Thanks for the points Emmaandamyleigh ^^

I've just been looking online now at hampers and the like. I'll be sure to put all the little essentials in it, also maybe have a few spare round my place for when the baby arrives :)

Hi LouiseB, cheers for the concern. It is something I've been thinking about and I've already realised that it'll likely be a once a week thing when I see her. Probably less when the baby comes.
It was pretty much decided on the day she found out she was pregnant that I'd move down :) So yes, she is very aware of that, ha.
Also, this will be me and the boyfriend finally moving in together (long distance relationship, the pregnancy just happened to coincide with our move-in plans), so I'm not moving down purely with intentions of "BFF BABY! This is now my life!". I'm moving there with the intention of also setting up a happy little life with the boyfriend as well :)
 
Cheers Poxie :) I've started thinking about the baby shower, but I'm not sure if that's something she'd want to be honest. I'll either talk to her about arranging it for her, she'll arrange it herself or she'll decide not to have one, heh.
 
It's a good way to keep you occupied in the later stages ;-) x
 
What a lovely mate you are! wow

I have a mate who brought me a basket with a gingham lioning from TKMax I think, was not expensive as she is skint! But she brought it anyway and over the months from when I got my bfp to about 25 weeks, she filled it with little bits and bobs, babygrows, outfit, nappies, tommie tippe bibs with the soft neck ring on them, little spoons and weaning bowls , first teddy etc, then gave it to me about 25 weeks plus so I knew what I had already so not to double up and so I could get ready. It was sooo nice of her, especially as she had a MC and since then (near 3 years), has not been able to fall pregnant again herself.

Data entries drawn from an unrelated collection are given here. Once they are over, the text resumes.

PR #130, opened 2026-07-11
fix(ci): force the apt layer to rebuild every publish (no-cache-filter: base) — cache fix ALONE

### LINKED ISSUE #127: ci(publish): GHCR publish red on main since 07-06 — cached apt layer freezes 10 HIGH OS CVEs (repo-side of main#947)

parametrization:
> **Rewritten after review.** Tomás Carvalho blocked the original version of this PR, correctly: it bundled the toolchain removal with the cache fix, and in doing so **destroyed its own proof**. This PR is now the cache fix *alone*. The toolchain removal follows in a separate PR. His reasoning is reproduced below because it is the whole design of this change.

## What

`Publish to GHCR` has been **red on `main` since 2026-07-06** — five days. Trivy fails on 10 HIGH OS-package CVEs, **all of which have published fixes**.

The fixes are never installed. The buildx GHA cache serves the `RUN apt-get update && apt-get -y upgrade` layer from cache, so the upgrade is replayed as a **no-op**:

- **`#11 CACHED`** on the apt layer (job `86502590623`), imported from `gha:2684583647406898998`.
- Package versions **byte-identical** across builds five days apart: `libssh2-1t64` still `1.11.1-1` (fixed in `1.11.1-1+deb13u1`), `linux-libc-dev` still `6.12.94-1` (fixed in `6.12.95-1`).
- HIGH count **grew 5 → 10** against the frozen layer. A build that actually re-ran apt would have gone *down*.

The charter's declared defense against **within-tag package drift** (`tech-decisions.md` § Base Image Pinning) is structurally inert, and `check_dockerfile_base_pin.py` cannot see it — that gate proves the upgrade **line exists**, not that it **runs**.

### This is a class defect, not a quirk of this repo

`noorinalabs-data-acquisition`'s publish run [29138030830](https://github.com/noorinalabs/noorinalabs-data-acquisition/actions/runs/29138030830) — a **green** run, different cache scope (`load`), already multi-stage, `gcc libpq-dev` rather than `build-essential` — logs:

```
#11 [base 2/2] RUN apt-get update     && apt-get -y upgrade     && apt-get install -y --no-install-recommends gcc libpq-dev     && rm -rf /var/lib/apt/lists/*
#11 CACHED
```

ingest-platform is not special. It is the repo that has been *hit*; da's apt layer is equally frozen, its green means only that nothing has shot at it yet. Measured on **2 of the 4** affected repos.

## The change

Name the base stage (`AS base`) in the five Dockerfiles, and pass `no-cache-filter: base` to `docker/build-push-action`. **That is all.**

## Why the diff is deliberately minimal — the diff *is* the experiment

`AS` names a stage. It does **not** change the resolved image digest or any instruction's text. The `ENV` and `RUN` in the base stage are left **byte-identical to `main`** — verified: the apt `RUN` block hashes the same before and after, and no `ENV`/`RUN`/`COPY` line appears in the diff.

So **every cache key in the base stage is unchanged**, and the cached layer from run `28766990515` remains a **valid hit**.

That is the entire point. The only thing that can now make the apt layer rebuild is **`no-cache-filter` actually working**. The first post-merge publish becomes a clean, immediately-discriminating experiment with **two independent signals that must agree**:

1. **The apt layer is not `CACHED`** — meaningful *precisely because* the layer's content did not change and it therefore **would** have hit.
2. **Trivy goes green** — independently meaningful because **`build-essential` and `curl` are still installed in this PR**, so `linux-libc-dev` and `libssh2-1t64` are still in the image and still scanned. All 10 CVEs are `fixed` upstream and the scan sets `ignore-unfixed: true`, so **they clear if and only if apt actually upgraded them**.

And the failure mode is **loud**: if the flag is inert, `main` stays **red** and the system tells us immediately, while the evidence still exists.

## Why the toolchain removal is NOT in this PR

The original PR bundled it. That would have:

- **Confounded the `CACHED` signal** — dropping `UV_SYSTEM_PYTHON`/`UV_LINK_MODE` from the `ENV` above changes the parent vertex, and dropping `build-essential curl` from the `RUN` changes the instruction text. Either alone is a cache miss on **content** grounds, so the layer rebuilds *regardless* of `no-cache-filter` and the log line means nothing.
- **Confounded the Trivy signal** — it deletes the very packages all 10 CVEs live in, so Trivy could go green even if the flag did nothing.

**A silently-inert flag and a working one would have produced byte-identical evidence.** And had it shipped, `main` would have gone green — the five-day-red gate cleared, a permanent tick on the commit — with the only contradicting artifact being one build-log line that expires in 90 days and that a human must volunteer to go read against his own passing PR. A fix whose correctness rests on someone choosing to contradict a green check is exactly the design this issue exists to retire. ingest is the **pathfinder** for the da / isnad-graph / user-service rollout; getting it wrong here propagates.

The toolchain removal is good hardening and it *is* coming — it just must not eat the evidence for the fix it ships with.

## PROVEN — pre-merge, with nothing published

The previous revision of this branch was **inert**. It passed `no-cache-filter` (**singular**), which is *not a declared input* of `docker/build-push-action` — it is the docker CLI flag the action *emits*. Verified at the exact pinned SHA `f9f3042`:

```
action.yml            declares only `no-cache` and `no-cache-filters`
src/context.ts:72     getInputList('no-cache-filters')            <- reads PLURAL
src/context.ts:163-4  loops that list -> args.push('--no-cache-filter', ...)
```

With the singular key that list is **empty**, the loop runs **zero** times, buildx never sees the flag. Nothing catches it: **GitHub Actions does not fail on an undeclared `with:` key** (warning annotation, silently dropped), and **actionlint does not validate third-party action input schemas**. The inert form lints green, builds green, and leaves the apt layer frozen. Caught by **Fatima Bensalah**, reading the pinned action's source.

That failure mode is worse than a loud one: it fails *safe* (main stays red), so nothing shouts — but the natural reading becomes *"we applied the filter and the CVEs are still there, so the cache wasn't the problem."* **An inert fix discredits a correct diagnosis.** This repo is the pathfinder for da / isnad-graph / user-service, so it would have shipped four times.

### The evidence — run [29139568901](https://github.com/noorinalabs/noorinalabs-isnad-ingest-platform/actions/runs/29139568901)

A temporary harness built this **exact Dockerfile** against the **same `scope=workers` GHA cache**, `push: false` / `load: true` / **no `cache-to`** — so nothing reached GHCR and **`stg-latest` never moved**. It ran the build **twice**, control vs treatment, because "the layer rebuilt" is only evidence if it *would otherwise have been cached*:

> **Corrected after review (Fatima Bensalah).** An earlier version of this table compared **buildx vertex numbers**. Those are assigned in *solve order* and are **not stable across builds** — control's `#10` is `[base 5/9] COPY pyproject.toml uv.lock`, while treatment's `#10` is the apt layer. The comparison was invalid as constructed and reached the right answer **by luck**. Re-derived below against the stable `[base N/9]` **stage-step label**. An unstable identifier can fabricate a refutation as easily as a confirmation.

| stage-step | control (no filter) | treatment (`no-cache-filters: base`) |
|---|---|---|
| `[base 2/9] RUN apt-get … upgrade` | **CACHED** | **DONE 11.8s** — apt executed |
| `[base 6/9] RUN uv … pip install` | CACHED | DONE 3.5s |
| Trivy, `debian 13.5` target | **10** | **0** |

The conclusion is unchanged and now rests on a stable identifier: **the apt layer was a valid cache hit and the filter forced it to rebuild.**

The treatment log shows it fetching the exact fixed packages:

```
#10 Get:17 .../trixie-security/main amd64 linux-libc-dev all 6.12.95-1 [2852 kB]
#10 Get:72 .../trixie-security/main amd64 libssh2-1t64 amd64 1.11.1-1+deb13u1 [245 kB]
```

Both signals move, in both directions, and they are **independent** — `build-essential`/`curl` are still installed in this PR, so `linux-libc-dev` and `libssh2-1t64` are still in the image and still scanned. They cleared because apt actually upgraded them. The harness is **deleted** from the branch; the run logs are the artifact.

### Known, temporary: the gha cache is now dead config

Because the Dockerfile is still **single-stage**, `base` *is* the whole image — so excluding it uncaches **everything**. Expect a publish log with **no `CACHED` lines at all**; that is correct, not anomalous.

**The cost is ~15s of layer work** (job wall-clock delta ~12s). An earlier revision of this PR — and of the committed comment — claimed **~80s**. That was **wrong**: the 43.4s it rested on is `exporting to docker image format`, a step that exists **only** because the proof harness used `load: true`. A real `push: true` publish never runs it. Caught by Fatima.

### The `cache-from`/`cache-to` lines STAY — they are the detector, not an optimisation

I initially argued to keep them for speed, then (once the uv install turned out to be 3.5s) argued to **delete** them. **Both were wrong, and Tomás corrected me.** Their value has nothing to do with speed:

- **cache import KEPT + the filter later breaks** (stage renamed, the action renames its input, someone "tidies" the key back to the singular): buildx serves the frozen apt layer → stale packages → **Trivy goes RED** → we find out that day.
- **cache import DELETED + the filter breaks the same way**: nothing to serve, apt re-runs anyway, **Trivy goes GREEN**, and the dead flag is **invisible** — rotting until #132's split makes the filter load-bearing.

That second row is **this exact bug in a new costume: a guard that goes quiet in precisely the case it exists to catch.**

And the sharpest part: **today the security property does not rest on the filter at all** — `base` is the whole image, so nothing could serve a stale layer even if the filter were dead. The filter only starts carrying weight *after* #132's split. **The cache import is how we will know the filter still works on the day it starts to matter.**

**`cache-to` is what keeps the detector alive** (Tomás): GHA cache entries evict when unused, so dropping **only** `cache-to` silently empties `cache-from` and kills the guard **without anyone touching it**. That is the same defect again — a detector that decays into silence.

### And the decision must not be priced at all

**Every number attached to this so far was measured in the wrong arm**, mine included:

- my **~80s** — a `load: true` harness artefact (`exporting to docker image format`), which a real `push: true` publish never runs;
- my **3.5s** uv saving — exists **only in the control arm**, and is unreachable once the filter is on;
- and a proposed **"zero"** — refuted by Tomás against his own conclusion, because `cache-to: mode=max` still *runs* every publish and, since the filter rebuilds every layer, re-exports the **full** layer set each time.

**The real cost is the `cache-to` export, and it is UNMEASURED — the proof harness omitted `cache-to` by design.** The one arm that would have priced it is the one arm nobody ran. So the comment prices nothing: the argument for keeping these lines is structural and never depended on a number. I'll read the export cost off the first real publish.

Whether the split *also* restores caching as a speed win is **an open question, and it stays open in both directions** — it may cascade (`builder` derives `FROM base`), or it may not (BuildKit chains a child's key on the parent's *result*, so a byte-identical re-run still lets children hit, and a genuine upgrade correctly busts them). **Nobody's belief goes in the comment.** It gets measured in #132, and either answer is a fact about *speed* that licenses deleting nothing.

## Test plan

Local check-set green, both stages (ruff, actionlint, cspell, dockerfile-base-pin, structural-ontology, sync-drift, mypy --strict, pytest, pip-audit).

Its green checks are **not** what establishes correctness here — the proof above is (run `29139568901`), and it was obtained **without publishing anything**.

After merge I will still confirm on the real `main` publish log that the apt vertex is not `CACHED` and Trivy reports 0 HIGH/CRITICAL on the pushed digest — but that is now a confirmation of a measured result, not the first test of an untested one.

Closes #127
Part of noorinalabs-main#947


parametrization:
## Review — falsifiability / evidence axis

Fatima has the Docker/CI mechanics. I took the evidence axis: *does the proof this PR offers actually discriminate between "the fix works" and "the fix does nothing"?*

The code is right. I could not find a defect in it. **The verification plan, however, does not work** — and it fails in the exact way this PR exists to eliminate. That is the one blocking item.

Bjørn deserves credit up front: he identified the Trivy confound himself and wrote it into the body rather than banking a green tick. That is the right instinct and it is why this review is about a second confound rather than the first.

---

## Blocking: the stated proof cannot fail on the build it will be read from

The PR body names one discriminating observation:

> **Only the absence of `CACHED` on the apt layer proves the actual defect is fixed.**

That is the correct *kind* of observation. But on the first post-merge `main` publish — the build Bjørn plans to read it from — **it is guaranteed to hold whether or not `no-cache-filter: base` does anything at all.**

BuildKit caches per-instruction, not per-file. That is exactly what run `28766990515` showed: `#11 CACHED`, one vertex. The cache key for the apt `RUN` is a hash of its parent layer plus its own instruction text. This PR changes **both** of those inputs in the `base` stage:

- the `ENV` immediately above it drops `UV_SYSTEM_PYTHON=1` and `UV_LINK_MODE=copy` — the parent vertex changes;
- the `RUN` itself drops `&& apt-get install -y --no-install-recommends build-essential curl` — the instruction text changes.

Either alone is a cache miss. So the apt layer **must** rebuild on the first publish, on content grounds, with `no-cache-filter` playing no part. It will come back not-`CACHED`, the log line will read exactly as predicted, and it will mean nothing.

So as written, on that first publish:

- **Trivy is confounded** — the packages the 10 CVEs live in are deleted (Bjørn's own finding).
- **The `CACHED` line is confounded** — the layer's content changed, so it rebuilds regardless.

Both signals are destroyed, by two independent mechanisms. The PR would merge with **no observation available that could come out differently if `no-cache-filter: base` were a typo.** A silently-inert flag and a working one produce byte-identical evidence. That is not a weak proof; it is not a proof.

This is the same species as the gate that certifies the `apt-get upgrade` *line exists* while the cache stops it *running* — reproduced one level up, inside the fix's own acceptance criteria.

`no-cache-filter` only demonstrates anything on a build where the `base` stage content is **unchanged** from a cached predecessor. That is the only condition under which "would have been `CACHED`, wasn't" is a fact rather than a tautology.

## What would falsify the fix

Stating this plainly, since the brief asked for it, and because the PR should not merge without it written down somewhere a future reader will find:

> **The apt layer in the `base` stage appearing as `CACHED` in a publish whose `base` stage content is byte-identical to the preceding publish's.**

The qualifier is load-bearing. Without it the observation is unfalsifiable on exactly the run it will be checked against.

## Requested change — split the PR, cache fix first

Yes, this should be two PRs. Not on hygiene grounds — on the grounds that **the split is what makes the experiment work**, and it costs one publish cycle.

**PR-A — the cache fix, alone.** `AS base` on the five `FROM` lines, plus `no-cache-filter: base` in `ghcr-publish.yml`. Nothing else. No `ENV` change, no `RUN` change, no multi-stage split.

The `AS` clause names a stage; it does not change the resolved image digest or any instruction's text, so **every cache key in the `base` stage stays identical**. The cached apt layer from run `28766990515` is still a valid hit. Which means the only thing on earth that can make that layer rebuild is `no-cache-filter` actually working — and the first publish becomes a clean, immediately-discriminating experiment:

1. **Apt layer not `CACHED`** — now meaningful, because the content was unchanged and it *would* have hit.
2. **Trivy goes green** — independently meaningful, because `build-essential` and `curl` are still installed, so `linux-libc-dev` and `libssh2-1t64` are still in the image and still scanned. All 10 are `fixed` upstream and the scan runs `ignore-unfixed: true`, so they clear **if and only if apt actually upgraded them.**

Two independent signals that agree, on the first build, from a fix that is about to be replicated to three more repos. If instead the publish stays red, we learn that immediately and while the evidence still exists.

And the failure mode becomes **loud**. That is the real argument. If `no-cache-filter` is inert and PR-A ships alone, `main` stays red and the system tells us. If it is inert and this PR ships as-is, `main` goes **green** — the five-day-red security gate clears, the tick is on the commit permanently — and the only artifact anywhere saying otherwise is one line in a build log that expires in 90 days and that a human has to volunteer to go read, against his own passing PR. Bjørn would report it; I have no doubt. But a fix whose correctness rests on someone choosing to contradict a green check is precisely the design we are supposed to be retiring, and `main` being the pathfinder for the da / isnad-graph / user-service rollout raises the cost of getting it wrong here.

**PR-B — the toolchain removal.** Lands after, on its own merits, verified by: Trivy still green, image smaller, import guard passes, and the apt layer **still** not `CACHED` (which by then is a real observation, because PR-A's base content is the cached predecessor). It is good hardening and I want it — it deletes the CVE surface rather than chasing it. It just must not be the thing that eats the evidence.

The mechanical cost is near zero: PR-B is this PR's Dockerfile diff, unchanged.

## What I spot-checked independently (rather than accept)

Everything below I verified against the artifact, not the PR body. All of it holds.

- **"64 packages, zero sdist-only."** Reproduced from `uv.lock` at `4a559eb` — walked the non-dev transitive closure from the project root: **64 packages, 0 with no `wheels` entry.** Exact match, count included.
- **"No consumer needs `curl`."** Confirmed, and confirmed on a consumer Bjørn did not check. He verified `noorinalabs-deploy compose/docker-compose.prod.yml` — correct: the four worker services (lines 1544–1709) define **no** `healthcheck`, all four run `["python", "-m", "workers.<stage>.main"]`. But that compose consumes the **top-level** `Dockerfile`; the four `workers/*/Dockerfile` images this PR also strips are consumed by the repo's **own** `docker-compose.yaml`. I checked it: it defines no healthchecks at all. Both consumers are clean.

We also went out at 20 weeks when I felt safe to go and start buying myself after a prev Mc myself, and had a girlie shopping trip and had cofee out, so being there for things like that was great too.

And just being there like you said once a week is plenty afterwards, and helping with baby or giving her a night out later on when she is ready to leave baby will be soo appreicated !
 
The hamper thing is a fab idea. But my cousin done two for her friend - one full of baby bits, and another seperate one for the mum, full of pampering things, chocolates, etc.
Just thought that was something really nice, especially becuase as soon as the baby is here, all the attention kinda shifts to them, and she didnt want her friend to be 'neglected' as such!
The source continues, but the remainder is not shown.